Cool! I don't know about Fressian itself, but maybe upstream is interested in covering this. As far as I know date support has expanded to these new types on the JVM and ideally Fressian could also cover them.

awb99 commented 10 months ago

I would like to add a few comments: I am using datahike and konserve for a production app to manage workflows in my company. Both datahike and konserve are stable. A big thanks to @whilo and all the others.

The reason for me diving into the serializer hell was because konserve was throwing errors when serializing localdate.

What made it difficult is that there is (almost) no readme for serializers. The best example is a unittest in konserve.

The default filestore needs the serialization/deserialization wrappers in an atom. But when I setup the serialization manually then there are no atoms. Why are parameters that get passed in to start konserve atoms?

I wanted to do a quick and dirty solution to serialize all date typed to string (str d).
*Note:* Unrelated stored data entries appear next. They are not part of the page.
PR #1874, opened 2023-02-08
PMax Assets: Integrate with APIs to load and save assets

eason9487:

This PR implements parts of 📌 [Assets form and related components](https://github.com/woocommerce/google-listings-and-ads/issues/1787#fe-misc) and a part of 📌 [Integrating with backend APIs](https://github.com/woocommerce/google-listings-and-ads/issues/1787#fe-integrating-apis) in #1787.

- Load existing asset groups or suggested assets
- When creating a new campaign, update the assets into the empty asset group of the newly created campaign
- When editing a campaign, create an asset group if needed, and update the assets into the existing or newly created asset group
- The Final URL of the non-empty asset group is not allowed to change 

#### 📹 Update a campaign without an existing asset group

https://user-images.githubusercontent.com/17420811/217511157-9d795612-96f1-430c-b8aa-7c50270d30b6.mp4

This video includes:

- Create a new asset group first if needed
- Avoid re-creating another new asset group if the subsequent asset group update is failed
- Update the assets for the campaign
- Enter the same editing page to see if the update is in effect

#### 📹 Update a campaign with an existing asset group

https://user-images.githubusercontent.com/17420811/217512174-a4ff1e16-6ce7-4fa9-abaa-c128e2ce3d34.mp4

This video includes:

- The Final URL of the non-empty asset group is not allowed to change
- Except for the Final URL, update all assets into the existing asset group
- Enter the same editing page to see if the update is in effect

#### 📹 Create a campaign with assets

https://user-images.githubusercontent.com/17420811/217514975-345883b1-fdcc-4ba0-a6c5-11b9f4c91551.mp4

This video includes:

- Avoid re-creating another new campaign if the subsequent asset group update is failed
- Update the assets into the empty asset group of the newly created campaign
- Enter the editing page of the same campaign to see if the assets are saved
- Start creating another campaign and loading the suggested assets with the same Final URL from the Google Ads end

#### 💡 Additional notes before testing

- Google Ads side will check if the domain in the Final URL matches the claimed domain of the linked Merchant Center account.
   image
   Therefore, it may need to make the local env have the same domain by switching the local env to be accessible publicly or replacing the domain temporarily. The way I used:
   - Replace [this line](https://github.com/woocommerce/google-listings-and-ads/blob/2f448130ce83497e46102a63e28464505f30e146/js/src/components/paid-ads/convertToAssetGroupUpdateBody.js#L86) with:
      ```js
      final_url: values.final_url.replace( 'your local domain', 'GMC domain' ),
      ```
   - Add the following at [this line](https://github.com/woocommerce/google-listings-and-ads/blob/2f448130ce83497e46102a63e28464505f30e146/src/Ads/AssetSuggestionsService.php#L191):
      ```php
      $final_url = str_replace( 'your local domain', 'GMC domain', $final_url );
      ```
   - Add the following at the end of **google-listings-and-ads.php** if got the "cURL error 60" issue with `wp_remote_get`:
      ```php
      add_filter( 'https_ssl_verify', '__return_false' );
      add_filter( 'https_local_ssl_verify', '__return_false' );
      ```
- Please note that the images may not be loaded properly the first few times after saving new asset images to Google Ads end. Looks like my network or Google's CDN takes a little more time to load the images correctly.

#### Test creation page

2. Select a Final URL that has never been used for any asset groups before.
3. Fill in all asset fields but enter at least an invalid content to text assets, for example, emoji chars.
4. After clicking "Saving changes", it should result in a submission failure.
5. Remove the invalid chars entered in step 3.
6. Click "Saving changes" again to see if the assets are saved.
7. After back to the Dashboard page, it should be no duplicate campaign even if the submission failure occurred intentionally during steps 3-4.
8. Go to the campaign creation page again.
9. Select the same Final URL as step 2 and load the suggested assets.
10. Check if the suggested assets are the same as the previously created ones.

#### Test editing page

1. Create a new campaign by skipping adding assets.
2. Go to the editing page of the newly created campaign. (Currently, the asset group of this campaign is empty.)
3. Fill in all asset fields.
4. Click "Saving changes" again to see if the assets are saved.
5. Go to Google Ads admin page
   1. Navigate to the assets management tab of the same campaign
   2. Remove all asset groups
      
6. Reload GLA web page and go to the editing page of the same campaign. (Currently, this campaign has no asset groups.)
7. Add at least an invalid content to text assets, for example, emoji chars.
8. After clicking "Saving changes", it should result in a submission failure.
9. Remove the invalid chars entered in step 7.
10. Click "Saving changes" again to see if the assets are saved.
11. Switch back to Google Ads admin page and reload it.
    - There should be only one asset group linked to the same campaign.
    - It should be no other (empty) asset groups campaign even if the submission failure occurred intentionally during steps 7-8.


js/src/components/paid-ads/asset-group/asset-group.js
```diff
@@ -57,7 +55,10 @@ export default function AssetGroup( { campaign } ) {
 			/>
 			<AssetGroupSection />
 			<StepContentFooter>
-				{ ( isCreation || isEmptyAssetGroup ) && (
+				{ ( isCreation || adapter.isEmptyAssetEntityGroup ) && (
```
puntope, line 58: It's a bit confuse now the difference between `AssetEntityGroup` and `AssetGroup` it's referring to the same?

js/src/components/paid-ads/convertToAssetGroupUpdateBody.js
```diff
@@ -0,0 +1,91 @@
...
+
+/**
+ * Converts the assets form values into the request body based on an existing asset entity group
+ * for updating that existing asset group.
+ *
+ * @param  {AssetEntityGroup} assetGroup The existing asset entity group as the base data for comparing the differences.
+ * @param  {AssetGroupFormValues} values The assets form values to be converted.
+ * @return {AssetEntityGroupUpdateBody} The request body for updating the asset group.
+ */
+export default function convertToAssetGroupUpdateBody( assetGroup, values ) {
```
puntope, line 111: It's declared in the docs, but still `formValues` would be more clear than just `values`.

js/src/components/paid-ads/convertToAssetGroupUpdateBody.js
```diff
@@ -0,0 +1,91 @@
...
+		const deletions = assetEntities.map( ( assetEntity ) => ( {
+			...assetEntity,
+			// Setting the `content` to null indicates the asset deletion operation.
+			content: null,
+			field_type: key,
+		} ) );
+		operations.push( ...deletions );
+	}
+
+	Object.values( ASSET_KEY ).forEach( ( key ) => {
```
puntope, line 58: Same as my comment in previous PRs. It was confusing that we want to iterate over the ASSET_KEYs but name is still singular.

js/src/components/paid-ads/convertToAssetGroupUpdateBody.js
```diff
@@ -0,0 +1,91 @@
...
+		const contents = [ values[ key ] ].flat().filter( Boolean );
```
puntope, line 61: I also would recommend to change here the `values` and `contents` generic for something more meaningful.

js/src/components/paid-ads/convertToAssetGroupUpdateBody.js
```diff
@@ -0,0 +1,91 @@
...
+		const assetEntities = [ assets[ key ] ].flat().filter( Boolean );
+		let entityIndex = 0;
+
+		contents.forEach( ( content ) => {
```
puntope, line 65: I as having a little bit of a trouble understanding this function. In concrete when we should push a deletion operation and when a creation.

puntope (commented):
I'm still reviewing this. However I found something to keep an eye on 👁️ 

When I removed the assets from Google Ads. If I go back to the dashboard and click edit (no refreshing the page) it still shows the assets. Only when I refresh they disappear.

js/src/data/actions.js
```diff
@@ -862,6 +870,75 @@ export function* deleteAdsCampaign( id ) {
...
+export function* updateCampaignAssetGroup( assetGroupId, body ) {
+	try {
+		yield apiFetch( {
+			path: `${ API_NAMESPACE }/ads/campaigns/asset-groups/${ assetGroupId }`,
+			method: 'PUT',
+			data: body,
+		} );
+
+		return {
+			type: TYPES.UPDATE_CAMPAIGN_ASSET_GROUP,
```
puntope, line 926: We are using here `TYPES.UPDATE_CAMPAIGN_ASSET_GROUP,` but seems that is not implemented in the reducer?

js/src/components/paid-ads/asset-group/asset-group.js
eason9487: No, they refer to different data sources in the `CampaignAssetsForm` component.

- The state or prop named including `/AssetGroup/i` means that it relates to the form values which contain the structure of `AssetGroupFormValues` type.
- The state or prop named including `/AssetEntityGroup/i` means that it relates to the asset group data which refers to the `AssetEntityGroup` type and is obtained from the backend API.

For example, `assetGroupErrors` is calculated from the form values and it tells the validation results of the form.

Using `isEmptyAssetEntityGroup` as another example, it's calculated from the `assetEntityGroup` data and it tells whether the obtained `assetEntityGroup` data is empty or not. Its state won't be changed along with the form value updates.

If they were named `assetGroupErrors` and `isEmptyAssetGroup`, then it would be more confusing because it couldn't be distinguished they refer to which data source via their name. Furthermore, in the `CampaignAssetsForm` component, there is another variable named `emptyAssetGroup`, which refers to the empty asset group in the form values, and naming `isEmptyAssetGroup` would be more easily confused with it.

Therefore, for the components like `CampaignAssetsForm` having both data sources inside or on their props, the mid-name `Entity` is used to help distinguish the sources.

js/src/components/paid-ads/convertToAssetGroupUpdateBody.js
eason9487: I would agree with it if the type of value was just declared `Object`.

However, just because JSDoc has explicitly pointed out the type and use of `values`, a relatively short name was used for this small function. Otherwise, if no matter how clear the JSDos it's, the parameter name should still very align with the explicit stuff, then the next question might be "why `formValues` but not `assetsFormValues` or `assetGroupFormValues`?"

js/src/components/paid-ads/convertToAssetGroupUpdateBody.js
eason9487: Unfortunately, I'm not pretty sure why seeing `Object.values( ASSET_KEY )` is confusing. The only purpose of the `Object.values` function is to accept an object type parameter and return an array of a given object's own enumerable property values.

> It was confusing that we want to iterate over the ASSET_KEYs but name is still singular.

In other words by the same token, `Object.values( ASSET_KEYS )` could be still considered confusing because "why it needs to iterate over an array?"

And It's just the reason why `ASSET_KEYS` might be inferred as the array type and may try to `ASSET_KEYS.forEach()` first then get the "{}.forEach is not a function" error.

js/src/components/paid-ads/convertToAssetGroupUpdateBody.js
eason9487: Could you explain more thoughts? Especially the `contents` are the array of `content` values which is the needed name for the API request body, and the primary purpose of this function is to generate the part of mutation operations in the request body. I don't pretty understand why it's considered generic.

js/src/components/paid-ads/convertToAssetGroupUpdateBody.js
eason9487: Added code comment in https://github.com/woocommerce/google-listings-and-ads/pull/1874/commits/50bffc816f65f5b03fe13ae553b96be9c92a5bb6. Do let me know if the explanation needs adjustments.

js/src/data/actions.js
eason9487: The API response doesn't have the updated asset group, so no mutations can be done in the reducer. I originally thought it might be good to still signal this update action to **wp-data** even if it changes nothing.

In addition, it could be used in the `shouldInvalidate` of `getCampaignAssetGroups` resolver if someday it needs to invalidate the state rather than calling `invalidateResolution` [here](https://github.com/woocommerce/google-listings-and-ads/blob/50bffc816f65f5b03fe13ae553b96be9c92a5bb6/js/src/pages/edit-paid-ads-campaign/index.js#L118), but it can be added when needed. Do you prefer removing this action type?

eason9487:

> When I removed the assets from Google Ads. If I go back to the dashboard and click edit (no refreshing the page) it still shows the assets. Only when I refresh they disappear.

This happens in a lot of apps as not many apps' runtime states would need to be continuously and instantly synchronized with the server data. GLA also doesn't implement such a mechanism but keeps showing with the runtime states that are fetched and cached via **wp-data** unless a state is signaled invalidated or the webpage is refreshed.

For example, the campaign states in the program table on Dashboard, the states of the connected accounts on Settings, and so on are the same. If load related GLA pages first and then delete campaigns from Google Ads admin page or disconnect accounts from Google admin page, the states on GLA won't reflect that action data changes after switching back and forth within GLA pages, instead, the states show the outdated states.

puntope:
> @puntope, thanks for the review.
> 
> > When I removed the assets from Google Ads. If I go back to the dashboard and click edit (no refreshing the page) it still shows the assets. Only when I refresh they disappear.
> 
> This happens in a lot of apps as not many apps' runtime states would need to be continuously and instantly synchronized with the server data. GLA also doesn't implement such a mechanism but keeps showing with the runtime states that are fetched and cached via **wp-data** unless a state is signaled invalidated or the webpage is refreshed.
> 
> For example, the campaign states in the program table on Dashboard, the states of the connected accounts on Settings, and so on are the same. If load related GLA pages first and then delete campaigns from Google Ads admin page or disconnect accounts from Google admin page, the states on GLA won't reflect that action data changes after switching back and forth within GLA pages, instead, the states show the outdated states.

A ok, if it's expected and we are aware of it. Fine

js/src/data/actions.js
puntope: not any preference. Seems like working. I just was curious why, yes it was confusing for me as you can see, I was looking for the `UPDATE_CAMPAIGN_ASSET_GROUP ` in reducer as we (almost) always do.  Just curious. In this case is it wrong to just return?

js/src/components/paid-ads/convertToAssetGroupUpdateBody.js
puntope: In general my troubles come when I read the function (maybe because I'm reading it in GITHUB file changes page)

I read first what content/values variables are holding. Then I follow reading and at some point my mind is like "Wait a moment, what `content` was, and what `values` had? Values was the form ones or the previous assets?" So I go up again and need to confirm what that variable was holding. 

Again, maybe is because I was reading that here in GH instead of my IDE and at night (slow brain) but still I think `content` and `values` are a bit meaningless in the diff logic context. In comparisons I usually like to use `previousValues` / `newValues` or something equivalent. But in previous discussions seems you disliked this approach.

js/src/components/paid-ads/convertToAssetGroupUpdateBody.js
puntope: I don't know how to explain it in other words. For me seems obvious that we are iterating over a set of (plural) keys and not just a single Key. Not a blocker tho since it's a naming issue. But I still disagree ASSET_KEY is correct

js/src/components/paid-ads/convertToAssetGroupUpdateBody.js
puntope: > "why formValues but not assetsFormValues or assetGroupFormValues?"

Yes, that would be ideal 

assetGroup --> existingAssetGroup or currentAssetGroup
values --> assetsGroupFormValues 

I don't think is small function (50 lines).

js/src/components/paid-ads/asset-group/asset-group.js
puntope: Ok, understood. Thanks for the further explanation. It's of course good we have different naming between both cases. 

One issue I see on this approach is that is hard to know at glance the "Entity" is referring to data and without "Entity" is referring to the Form Values

js/src/components/paid-ads/convertToAssetGroupUpdateBody.js
puntope: I was playing a bit with the new version. And considering all the previous comments and discussions. Seems like the only part we discuss is about this function. 

the new comments are nice, they clarified a bunch. However I think it would be more useful to add the steps in line with the code to facilitate understanding for the code newcomers in the future.

```javascript
/**
 * Differences the assets form values against the existing asset entity group and
 * returns the updating operations of the asset group.
 *
 * @param  {AssetEntityGroup} currentAssetEntityGroup The existing asset entity group as the base data for comparing the differences.
 * @param  {AssetGroupFormValues} formValues The assets form values to be compared.
 * @return {AssetOperations[]} The creation and deletion operations for updating the asset group.
 */
export function diffAssetOperations( currentAssetEntityGroup, formValues ) {
	const operations = [];

	function pushDeletions( key, ...assetEntities ) {
		const deletions = assetEntities.map( ( assetEntity ) => ( {
			...assetEntity,
			// Setting the `content` to null indicates the asset deletion operation.
			content: null,
			field_type: key,
		} ) );
		operations.push( ...deletions );
	}

	// The assets of Google Ads are immutable once created. Therefore if it wants to update
	// a content of an existing asset, the processing will be made by two operations:
	// 1. Delete that existing asset.
	// 2. Create a new asset.
	//
	// In the general case, the creation order of the contents in an asset is also the order
	// of the asset's contents after fetching the asset group. Thus, this loop compares the
	// contents of form values and the contents of the assets in the existing entity group by
	// the same key and one by one in order, and then differences out the operations.

	// Loops all possible asset keys one by one
	Object.values( ASSET_KEY ).forEach( ( key ) => {
		const currentKeyFormContents = [ formValues[ key ] ]
			.flat()
			.filter( Boolean );
		const currentKeyAssetEntities = [
			currentAssetEntityGroup.assets[ key ],
		]
			.flat()
			.filter( Boolean );
		let entityIndex = 0;

		// For the current Assets Key. Compares the contents of the form values and the contents current assets for that key.
		currentKeyFormContents.forEach( ( content ) => {
			do {
				const assetEntity = currentKeyAssetEntities[ entityIndex ];

				// If a content of the form value is the same as the current asset content and with same index position.
				// this means there is no  operation needed and we should continue with the next form asset content.
				if ( content === assetEntity?.content ) {
					break;
				}

				// it it's different order or content, we should delete that assetEntity
				if ( assetEntity ) {
					pushDeletions( key, assetEntity );
				}

				entityIndex += 1;
			} while ( entityIndex < currentKeyAssetEntities.length );

			// if at this point entityIndex is bigger than the current asset entities it means there is a new form content asset to be added as entity
			if ( entityIndex >= currentKeyAssetEntities.length ) {
				operations.push( {
					// Setting the `id` to null indicates the asset creation operation.
					id: null,
					content,
					field_type: key,
				} );
			}

			entityIndex += 1;
		} );

		// At this point. If an asset content is not found in the contents of the form value, this means it's a deletion
		pushDeletions( key, ...currentKeyAssetEntities.slice( entityIndex ) );
	} );

	return operations;
}
```

p.s The good thing is that after discussion and changes I now understand fully (I guess) the logic of this function. I found really a gotcha the fact that the order of the assets is relevant

js/src/components/paid-ads/convertToAssetGroupUpdateBody.test.js
```diff
@@ -0,0 +1,450 @@
...
+			values[ ASSET_FORM_KEY.FINAL_URL ] = 'https://example/belt';
+			values[ ASSET_FORM_KEY.DISPLAY_URL_PATH ] = [ 'belt', 'specials' ];
+
+			const body = convertToAssetGroupUpdateBody( assetGroup, values );
+
+			expect( body ).toHaveProperty( 'final_url' );
+			expect( body ).toHaveProperty( 'path1' );
+			expect( body ).toHaveProperty( 'path2' );
+			expect( body ).toHaveProperty( 'assets' );
+		} );
```
puntope: I think we are covering this with the further next 2.

js/src/components/paid-ads/asset-group/asset-group.js
eason9487: > One issue I see on this approach is that is hard to know at glance the "Entity" is referring to data and without "Entity" is referring to the Form Values

I won't extremely chase finding a name that let most devs know what it's at a glance for those variables that originally have complex relations or contexts.

Names like `assetGroupFormValuesErrors`, `emptyAssetGroupFormValues` and `isEmptyAssetEntityGroup` might make it but I don't really want a wordy naming just for making it understandable at a glance but hurt the readability once devs understood the meanings through the JSDoc or the context.

js/src/components/paid-ads/convertToAssetGroupUpdateBody.test.js
```diff
@@ -0,0 +1,450 @@
...
+
+	let assetGroup;
+	let values;
+
+	beforeEach( () => {
+		assetGroup = structuredClone( filledAssetGroup );
+		values = structuredClone( filledValues );
+	} );
+
+	test( 'in each operation, one of `id` and `content` must be null and the other must not be null', () => {
```
puntope, line 267: 💅  "On each" instead of "in each"

js/src/components/paid-ads/convertToAssetGroupUpdateBody.js
eason9487: > Yes, that would be ideal
> assetGroup --> existingAssetGroup or currentAssetGroup
> values --> assetsGroupFormValues

Sorry, but it's too wordy for me.

Things like this are probably very subjective, so I don't really have a good idea to make all devs happy with the naming. In this kind of case, I usually think if it could be understood after a few seconds (or a few minutes against those very complex things), then the naming is good enough.

> I don't think is small function (50 lines).

Not sure what I missed but this function should have only 11 lines of code.

js/src/components/paid-ads/convertToAssetGroupUpdateBody.js
eason9487: Thanks for sharing your thoughts.

> For me seems obvious that we are iterating over a set of (plural) keys and not just a single Key.

Sorry, I'm still unable to understand why making it look like "iterating over a set of keys" could be less confusing. But it's not a set of keys, right? And `Object.values` doesn't even handle a set:
```js
Object.values(new Set([1, 2, 3]))
// returns `[]`
```

None of these names could let us intuitively and immediately know that the variable is an object type when just seeing `ASSET_KEYS` or `ASSET_KEY`.

> But I still disagree ASSET_KEY is correct

I didn't think `ASSET_KEY` is the correct naming either. Both namings work for me, and `ASSET_KEY` is relatively a bit more acceptable naming for me. In the meanwhile, there are roughly dozens of object variables not named with plural if search the codebase with `const \w*(?<![Dd]ata)(?<![sS]) = \{([^\}]+(,$)){2}`. 😂 Many of them might be a bit weird if named with plural.

js/src/components/paid-ads/convertToAssetGroupUpdateBody.test.js
```diff
@@ -0,0 +1,450 @@
...
+		// If this test failed, the modified code might be problematic or
+		// need adjustment for corresponding tests.
```
puntope: 💅  What does this mean?  🤔

I guess this applies to all the tests.

js/src/components/paid-ads/convertToAssetGroupUpdateBody.test.js
```diff
@@ -0,0 +1,450 @@
...
+		],
+		[ ASSET_FORM_KEY.HEADLINE ]: [
+			'headline 1',
+			'headline 2',
+			'headline 3',
+		],
+		[ ASSET_FORM_KEY.LONG_HEADLINE ]: [ 'long headline 1' ],
+		[ ASSET_FORM_KEY.DESCRIPTION ]: [ 'description 1' ],
+		[ ASSET_FORM_KEY.CALL_TO_ACTION_SELECTION ]: 'sign_up',
+	};
```
puntope: 💅  Wonder if we could use this two as global CONSTANTS at the top. i.e. `DUMMY_ASSET_GROUP` and `DUMMY_FILLED_VALUES` shared between `convertToAssetGroupUpdateBody` and `diffAssetOperations` tests.

js/src/components/paid-ads/convertToAssetGroupUpdateBody.test.js
```diff
@@ -0,0 +1,450 @@
...
+				} else {
+					asset = { content };
+				}
+			} else if ( content === null ) {
+				if ( isMultiple ) {
+					asset = asset.filter( ( item ) => item.id !== id );
+				} else {
+					asset = { content: '' };
+				}
+			}
```
puntope: 💅  WDYT of adding a bit of commenting here to explain a bit this nested conditionals?

js/src/components/paid-ads/convertToAssetGroupUpdateBody.test.js
```diff
@@ -0,0 +1,450 @@
...
+	describe( 'should get the same asset contents after applying the diff operations to the asset group', () => {
+		test( 'no differences', () => {
+			const operations = diffAssetOperations( assetGroup, values );
+
+			expect( operations ).toHaveLength( 0 );
+		} );
+
+		test( 'create assets', () => {
+			delete assetGroup.assets[ ASSET_KEY.BUSINESS_NAME ];
+			delete assetGroup.assets[ ASSET_KEY.CALL_TO_ACTION_SELECTION ];
```
puntope, line 300: ❓   Why we are deleting this if we are checking asset creation?

puntope (approved):
After testing the behaviour looks good on me.

We discussed in dev call and since the comments here are about code readability I would mark it as approve. However I still think we should refactor them a bit. Especially the diffOperations function. But could be done in further PRs

js/src/components/paid-ads/convertToAssetGroupUpdateBody.js
eason9487: Sorry, I hardly follow the reason that if any variable names are considered confusing just because the naming is hard to read in GH's file change page.

> [...] but still I think `content` and `values` are a bit meaningless in the diff logic context. In comparisons I usually like to use `previousValues` / `newValues` or something equivalent. But in previous discussions seems you disliked this approach.

It has no bearing on whether I like the approach or not, but just its context is not what you mentioned.

There is only one instance of the form values in this function, so it doesn't have the relative concept or transient status like previous, current, or new. From the perspective of this function, it only needs two different data sources and returns the diffs. Using the naming with a relative concept like `previousValues`, `newValues` would make it very confusing instead.

js/src/data/actions.js
eason9487: > Just curious. In this case is it wrong to just return?

It will work well. Like the `requestPhoneVerificationCode`, although it's not just `return;`, the return doesn't contain the `type` property and it works well. Recuder ignores it as the `switch` is mismatched.

puntope:
Btw. Other thing I saw while testing https://github.com/woocommerce/google-listings-and-ads/pull/1884

- You create a new campaing
- load the assets with an emoji to make it fail
- Launch the campaign 


Then skip assets is disabled. I guess because the Asset’s  Group is created in Ads even tho it failed. Not sure if it's intended

js/src/components/paid-ads/convertToAssetGroupUpdateBody.js
eason9487: Thanks for the suggestion. Added a few more code comments in https://github.com/woocommerce/google-listings-and-ads/pull/1874/commits/c0662c7474916968a8952f14bf61f7e4c4b7e18e. I kept the logic bullets because they describe the concept but do not map to the actual lines of code one by one.

js/src/data/actions.js
eason9487: After actual testing, the `yield` or `return` actions without `type` property won't be passed to the reducer.

js/src/components/paid-ads/convertToAssetGroupUpdateBody.test.js
eason9487: The target of this test is to examine whether the returned body has the required properties regardless of the properties' value; The targets of the next two are to examine whether the value of properties matched the expectations.

Although they appear to overlap, when the tests fail, the cause can be located more quickly. For example, if the `final_url` is miswritten to `finalUrl`,
- without this test, the failure will be the following, and whether it's caused by mismatched value or the incorrect property will need further confirming.
   image
- with this test, the failure will plus the following, and the cause is clearly pointed out that the property name is mismatched.
   image

js/src/components/paid-ads/convertToAssetGroupUpdateBody.test.js
eason9487: This test case verifies the contractual rules with the backend API, so if it fails, it will need to be confirmed carefully. I rephrased the code comment to make the reason clearer. See https://github.com/woocommerce/google-listings-and-ads/pull/1874/commits/c155aec7ec2d9a87a77d55c8709cc591ab8638c9.

js/src/components/paid-ads/convertToAssetGroupUpdateBody.test.js
eason9487: They are slightly different, and the tests focus on different target functions, so changing to shared constants will cause the test code to require some extra processing for the sake of sharing, which will make the tests slightly out of focus.

However, I found some redundancies and an inconsistent default value when I revisited the code. Adjusted in https://github.com/woocommerce/google-listings-and-ads/pull/1874/commits/3e178c737de23fadf1702d99fbc7d99ac626b913.

js/src/components/paid-ads/convertToAssetGroupUpdateBody.test.js
eason9487: Added in https://github.com/woocommerce/google-listings-and-ads/pull/1874/commits/6ce832a6541fa6e446324fc066200a145d6dc4b3.

eason9487:
@puntope, thanks for the second round of code reviews and your consideration of those naming concerns.

> Btw. Other thing I saw while testing #1884
> 
> * You create a new campaing
> * load the assets with an emoji to make it fail
> * Launch the campaign
> 
> Then skip assets is disabled. I guess because the Asset’s Group is created in Ads even tho it failed. Not sure if it's intended

Thanks for catching this. It's a bug caused by syncing the `submitter` behind the update of `submission` state in the `AdaptiveForm` component. The bug should be fixed in https://github.com/woocommerce/google-listings-and-ads/pull/1874/commits/2edffa3d19568fe186639062e553a471938b3055.

Video for demonstrating the fix:

https://user-images.githubusercontent.com/17420811/219301301-8f798672-ee5d-409c-81bb-88193ba6f95b.mp4

PR #1877, opened 2023-02-09
PMax Assets: Stay on the same step after refreshing the campaign editing page

eason9487:

In the code review of https://github.com/woocommerce/google-listings-and-ads/pull/1873#pullrequestreview-1288947337 and https://github.com/woocommerce/google-listings-and-ads/pull/1873#issuecomment-1423966440, @jorgemd24 found that it will back to the first step after refreshing the campaign editing page on the second step.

This is because tick.core can construct most of date types from a string. My idea was to use it so I can implement all types quickly and then later optimize.

Another confusing thing is default-serializers and incognito. In the konserve code there are two different tyoe of serialization params.. I guess one to add tyoes to incognito and one to add types that implement custom serialization functions.

awb99 commented 10 months ago

From konserve.serializers:

(defrecord FressianSerializer [custom-read-handlers custom-write-handlers]
  #?@(:cljs (INamed ;clojure.lang.Named
             (-name [_] "FressianSerializer")
             (-namespace [_] "konserve.serializers")))
  PStoreSerializer
  (-deserialize [_ read-handlers bytes]
    (let [handlers #?(:cljs (merge custom-read-handlers (incognito-read-handlers read-handlers))
                      :clj (-> (merge fress/clojure-read-handlers
                                      custom-read-handlers
                                      (incognito-read-handlers read-handlers))

There are read-handlers and custom-read-handlers. It is completly unclear what is the difference.

pkpkpk commented 10 months ago

I will add docs for this to my PR #109 #108 #93 #71

whilo commented 10 months ago

@awb99 Incognito was my best effort attempt to abstract serialization of custom Clojure defrecords for different serialization formats. I put the handlers into atoms so you could install new handlers in operation, a feature that might make sense in replikativ, but is not really that important. Unfortunately many custom JVM types are not defrecords and that is why the custom serializers exist to allow to directly install custom handlers for the specific serialization library you use (for us currently Fressian). I agree that this is unfortunately not well documented. @pkpkpk Thanks for looking into this!